Although the results show that it is possible to achieve LCModel fits to PRESS data with very small residuals and limited metabolite concentration bias if true RF-pulse shapes and gradients are incorporated in the simulation of basis sets, it is worth noting that it may still be beneficial to use semi-LASER for in vivo MRS. The main reason is that most lesions are small, and to minimize signal from normal tissue the volumetric shift should be as small as possible. It is also more straightforward to interpret the results if the signal from all metabolites are acquired from the same region in space, since there otherwise may be different proportions of normal to pathological tissue for different metabolites. Knowing that the signal of all metabolites originate from the same region in space can be used to increase the size of the VOI, thus increasing the SNR of the measurement, since one does not have to take the VOI displacement error into account while planning the position of the VOI.

While the inclusion of shaped RF pulses and magnetic field gradients in the simulation of basis sets for semi-LASER provide superior results if strongly coupled metabolites are to be analyzed, the simple simulations with hard RF pulses is able to produce fairly accurate spectra even for these metabolites. This can be useful for example in pulse sequence optimization where computational complexity may be a limiting factor.

The results of the current study are based on a cubic VOI with a side of 2 cm. This is a size typical for clinical MRS that provides a compromise between SNR and localization specificity within a reasonable examination time. However, the results can be extended to any VOI size as long as only the gradient strength is used for changing the volume, i.e. the bandwidths of the RF pulses are kept constant, as in the actual implementation used in the current study. Under this assumption, the results can even be extended to the larger VOI sizes used in MR Spectroscopic imaging (CSI or MRSI), although different effects will be seen for MRSI since the signal is obtained from different voxels rather than from the entire VOI. The chemical shift displacement artifact is, for example, only evident in the voxels close to the border of the VOI, while voxels in the center of the VOI is free from this artifact due to the spatial encoding.

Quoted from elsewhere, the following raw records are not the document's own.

PR #245, opened 2023-05-10
Streamline code list filter

phackstock:
As discussed at the end of #236 this PR removes `RegionCodeList.filter()` in favor of using the more generic `CodeList.filter()`.
The one slight difference, and reason why there's currently one test failing is that the logic of what happens if the filter function returns nothing is/was different between `RegionCodeList.filter()` and `CodeList.filter()`:

* If `CodeList.filter()` returns nothing, a warning is issued.
* If `RegionCodeList.filter()` returns nothing, an error is raised.

With removing the latter, there's now only ever a warning, which to me is fine. 

Looking forward to your input @GretchenSchowalter and @danielhuppmann.

-----

EDIT: I removed the the unit test for `RegionCodeList.filter()` that tests for the empty codelist. Reason being is that there's no longer any difference between `RegionCodeList.filter()` and `CodeList.filter()` and we already have a unit test for an empty return.

### DIFF
--- a/nomenclature/codelist.py
+++ b/nomenclature/codelist.py
@@ -406,11 +406,11 @@ class CodeList(BaseModel):
         # Returns True if code satisfies all filter parameters
         def _match_attribute(code, kwargs):
             return all(
-                hasattr(code, attribute) and getattr(code, attribute, None) == value
+                hasattr(code, attribute) and getattr(code, attribute) == value
                 for attribute, value in kwargs.items()
             )
 
-        filtered_codelist = CodeList(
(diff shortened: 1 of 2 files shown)


GretchenSchowalter:
It all looks excellent to me! Thank you for looking into this.

phackstock:
> Oh, also I thought in pyam when returning an empty object it also gives a warning, so I would think just the warning is fine?

Good point, keeping consistency is usually a good idea.

GretchenSchowalter (approved):
This looks great to me! Thanks, @phackstock !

There are currently several versions of semi-LASER available, where the Philips implementation which was used in this study is one. While some results may depend on the particular implementation, the general results should be applicable to other similar implementations as well, which is important for example in the case of a future consensus implementation [28].

In conclusion, the inclusion of the shaped RF pulses and magnetic field gradients in the simulation of basis sets for semi-LASER is only important for strongly coupled metabolites. If computational time is a limiting factor, simple simulations with hard RF pulses can provide almost as accurate metabolite quantification as those that include the chemical-shift related displacement. This is in contrast to PRESS where a substantial improvement in metabolite quantification accuracy could be seen when including shaped RF pulses and magnetic field gradients in the simulation.